* Dataset records:
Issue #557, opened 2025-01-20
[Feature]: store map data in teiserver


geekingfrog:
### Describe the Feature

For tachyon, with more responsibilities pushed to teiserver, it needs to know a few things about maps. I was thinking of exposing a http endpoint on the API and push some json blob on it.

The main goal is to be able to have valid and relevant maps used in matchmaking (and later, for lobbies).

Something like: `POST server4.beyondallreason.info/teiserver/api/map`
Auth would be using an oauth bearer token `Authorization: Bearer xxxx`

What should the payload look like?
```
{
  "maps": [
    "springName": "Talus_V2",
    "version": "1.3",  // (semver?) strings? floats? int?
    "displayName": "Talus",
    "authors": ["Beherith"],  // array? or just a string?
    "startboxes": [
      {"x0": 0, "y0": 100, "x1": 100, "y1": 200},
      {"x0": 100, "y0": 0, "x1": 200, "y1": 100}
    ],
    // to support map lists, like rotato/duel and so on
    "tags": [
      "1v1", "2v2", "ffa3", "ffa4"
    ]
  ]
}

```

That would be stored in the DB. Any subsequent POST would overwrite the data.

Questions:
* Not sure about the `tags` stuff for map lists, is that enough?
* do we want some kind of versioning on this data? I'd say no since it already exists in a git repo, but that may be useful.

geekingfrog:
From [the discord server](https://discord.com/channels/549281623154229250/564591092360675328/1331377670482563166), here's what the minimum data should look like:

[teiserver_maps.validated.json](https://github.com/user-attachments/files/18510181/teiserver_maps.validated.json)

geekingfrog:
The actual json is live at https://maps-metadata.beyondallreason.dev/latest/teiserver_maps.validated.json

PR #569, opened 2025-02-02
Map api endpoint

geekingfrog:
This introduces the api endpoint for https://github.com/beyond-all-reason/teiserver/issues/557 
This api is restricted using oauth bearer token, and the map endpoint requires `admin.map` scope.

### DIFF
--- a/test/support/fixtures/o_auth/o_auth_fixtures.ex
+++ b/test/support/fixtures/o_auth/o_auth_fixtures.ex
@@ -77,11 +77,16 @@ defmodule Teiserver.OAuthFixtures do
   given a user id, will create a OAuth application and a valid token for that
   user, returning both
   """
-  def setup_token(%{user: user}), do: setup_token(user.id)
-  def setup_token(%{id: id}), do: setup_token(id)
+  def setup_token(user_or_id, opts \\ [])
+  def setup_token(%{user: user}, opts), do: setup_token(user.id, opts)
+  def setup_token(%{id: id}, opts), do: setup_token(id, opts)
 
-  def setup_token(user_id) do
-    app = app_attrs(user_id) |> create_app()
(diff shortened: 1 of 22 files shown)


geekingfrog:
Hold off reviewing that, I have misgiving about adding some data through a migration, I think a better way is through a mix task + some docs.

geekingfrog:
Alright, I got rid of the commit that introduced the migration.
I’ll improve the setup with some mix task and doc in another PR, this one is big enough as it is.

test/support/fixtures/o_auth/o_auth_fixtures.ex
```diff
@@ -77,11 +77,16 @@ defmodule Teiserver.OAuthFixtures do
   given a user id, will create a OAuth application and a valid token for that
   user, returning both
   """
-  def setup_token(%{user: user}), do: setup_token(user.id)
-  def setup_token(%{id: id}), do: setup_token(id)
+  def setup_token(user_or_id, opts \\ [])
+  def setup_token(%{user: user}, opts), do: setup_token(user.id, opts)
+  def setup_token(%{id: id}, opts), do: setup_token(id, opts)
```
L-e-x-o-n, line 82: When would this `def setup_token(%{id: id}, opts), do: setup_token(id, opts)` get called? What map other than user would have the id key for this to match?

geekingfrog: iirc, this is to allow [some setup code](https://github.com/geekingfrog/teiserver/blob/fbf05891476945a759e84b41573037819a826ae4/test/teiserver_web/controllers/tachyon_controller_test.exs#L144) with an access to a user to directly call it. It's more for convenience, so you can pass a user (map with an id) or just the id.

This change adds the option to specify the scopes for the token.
--
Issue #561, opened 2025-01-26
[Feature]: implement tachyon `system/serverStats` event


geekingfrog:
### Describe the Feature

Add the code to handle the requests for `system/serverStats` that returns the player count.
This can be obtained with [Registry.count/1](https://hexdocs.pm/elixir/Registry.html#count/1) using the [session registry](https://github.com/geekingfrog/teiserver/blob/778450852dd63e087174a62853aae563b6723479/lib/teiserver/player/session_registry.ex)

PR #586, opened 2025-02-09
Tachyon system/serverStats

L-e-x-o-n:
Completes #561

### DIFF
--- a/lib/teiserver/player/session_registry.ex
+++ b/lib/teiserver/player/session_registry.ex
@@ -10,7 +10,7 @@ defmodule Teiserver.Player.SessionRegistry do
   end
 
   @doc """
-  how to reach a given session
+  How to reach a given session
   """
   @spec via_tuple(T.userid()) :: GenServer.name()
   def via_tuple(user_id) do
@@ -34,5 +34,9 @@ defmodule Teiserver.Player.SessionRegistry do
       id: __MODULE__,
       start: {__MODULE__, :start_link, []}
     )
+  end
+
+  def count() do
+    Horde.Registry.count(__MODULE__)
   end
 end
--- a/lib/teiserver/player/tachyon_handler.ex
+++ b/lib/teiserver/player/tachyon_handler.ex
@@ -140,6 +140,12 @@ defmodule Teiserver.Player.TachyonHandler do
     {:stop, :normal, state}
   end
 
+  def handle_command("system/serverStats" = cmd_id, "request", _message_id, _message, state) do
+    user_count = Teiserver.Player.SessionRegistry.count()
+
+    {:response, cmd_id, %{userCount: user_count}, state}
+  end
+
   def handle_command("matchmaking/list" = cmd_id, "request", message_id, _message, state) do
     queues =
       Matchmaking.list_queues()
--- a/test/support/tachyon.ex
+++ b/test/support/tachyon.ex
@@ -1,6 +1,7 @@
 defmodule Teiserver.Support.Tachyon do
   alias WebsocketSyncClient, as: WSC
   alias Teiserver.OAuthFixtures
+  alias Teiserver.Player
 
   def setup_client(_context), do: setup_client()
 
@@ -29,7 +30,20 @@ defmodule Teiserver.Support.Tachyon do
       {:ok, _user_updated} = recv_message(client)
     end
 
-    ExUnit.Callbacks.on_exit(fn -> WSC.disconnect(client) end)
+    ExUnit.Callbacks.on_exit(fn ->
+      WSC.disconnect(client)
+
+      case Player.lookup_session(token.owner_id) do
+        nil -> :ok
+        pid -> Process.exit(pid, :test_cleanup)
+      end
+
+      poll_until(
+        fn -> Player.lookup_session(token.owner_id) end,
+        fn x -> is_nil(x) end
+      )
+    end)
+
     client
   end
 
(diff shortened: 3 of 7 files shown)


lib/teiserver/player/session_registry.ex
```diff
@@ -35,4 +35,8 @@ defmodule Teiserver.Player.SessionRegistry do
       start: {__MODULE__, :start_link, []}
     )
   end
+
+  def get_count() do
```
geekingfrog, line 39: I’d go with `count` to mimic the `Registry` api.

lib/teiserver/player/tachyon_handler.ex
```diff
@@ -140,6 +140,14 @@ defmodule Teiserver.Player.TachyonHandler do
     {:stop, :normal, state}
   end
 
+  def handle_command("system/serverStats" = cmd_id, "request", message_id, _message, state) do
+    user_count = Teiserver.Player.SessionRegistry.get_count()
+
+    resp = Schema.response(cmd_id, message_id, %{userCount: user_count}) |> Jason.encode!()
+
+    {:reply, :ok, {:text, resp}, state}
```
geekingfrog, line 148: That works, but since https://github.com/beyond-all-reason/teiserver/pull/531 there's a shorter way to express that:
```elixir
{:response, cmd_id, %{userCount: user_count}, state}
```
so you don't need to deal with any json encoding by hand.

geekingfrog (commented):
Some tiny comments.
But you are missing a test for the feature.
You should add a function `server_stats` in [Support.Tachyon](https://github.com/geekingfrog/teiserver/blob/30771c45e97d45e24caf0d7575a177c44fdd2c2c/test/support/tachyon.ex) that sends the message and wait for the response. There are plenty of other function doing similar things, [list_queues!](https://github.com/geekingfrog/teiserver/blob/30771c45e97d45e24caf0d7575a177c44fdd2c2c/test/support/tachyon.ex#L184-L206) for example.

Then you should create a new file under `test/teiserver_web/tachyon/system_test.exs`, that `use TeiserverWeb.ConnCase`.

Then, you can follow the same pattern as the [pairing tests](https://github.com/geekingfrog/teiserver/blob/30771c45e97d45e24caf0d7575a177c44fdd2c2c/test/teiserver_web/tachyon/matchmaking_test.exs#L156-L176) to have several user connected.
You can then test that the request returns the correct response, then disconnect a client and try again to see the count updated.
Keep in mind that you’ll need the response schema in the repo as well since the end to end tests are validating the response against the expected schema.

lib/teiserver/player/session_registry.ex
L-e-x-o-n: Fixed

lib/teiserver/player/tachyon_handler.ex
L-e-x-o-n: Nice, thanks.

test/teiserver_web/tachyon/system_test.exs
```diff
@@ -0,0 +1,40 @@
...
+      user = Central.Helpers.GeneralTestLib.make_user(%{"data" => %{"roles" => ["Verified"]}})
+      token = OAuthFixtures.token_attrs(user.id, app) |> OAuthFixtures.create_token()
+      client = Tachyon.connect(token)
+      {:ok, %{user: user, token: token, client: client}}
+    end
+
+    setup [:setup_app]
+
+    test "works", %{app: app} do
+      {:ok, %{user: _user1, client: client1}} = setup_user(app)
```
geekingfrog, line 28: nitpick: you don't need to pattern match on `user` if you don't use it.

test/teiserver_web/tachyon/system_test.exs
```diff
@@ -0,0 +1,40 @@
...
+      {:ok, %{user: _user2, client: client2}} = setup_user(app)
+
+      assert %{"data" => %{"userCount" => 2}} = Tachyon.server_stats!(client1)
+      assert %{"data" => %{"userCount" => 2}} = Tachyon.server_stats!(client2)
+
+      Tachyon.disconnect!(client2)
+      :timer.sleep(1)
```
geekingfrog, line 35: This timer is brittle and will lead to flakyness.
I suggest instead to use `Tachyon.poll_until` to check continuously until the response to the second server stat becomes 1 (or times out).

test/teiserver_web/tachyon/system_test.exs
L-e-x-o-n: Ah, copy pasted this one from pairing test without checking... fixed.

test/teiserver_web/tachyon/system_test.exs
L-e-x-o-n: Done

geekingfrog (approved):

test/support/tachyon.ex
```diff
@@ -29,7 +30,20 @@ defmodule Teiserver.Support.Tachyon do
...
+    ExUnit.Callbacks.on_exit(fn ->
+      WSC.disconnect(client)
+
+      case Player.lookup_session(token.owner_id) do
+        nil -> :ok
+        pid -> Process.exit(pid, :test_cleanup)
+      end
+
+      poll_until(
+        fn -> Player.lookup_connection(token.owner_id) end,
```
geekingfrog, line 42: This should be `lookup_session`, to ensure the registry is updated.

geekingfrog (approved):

* Description of the task: Within the records above, count the lines that include the string "timer"; state the number and nothing else.

* Answer section: 2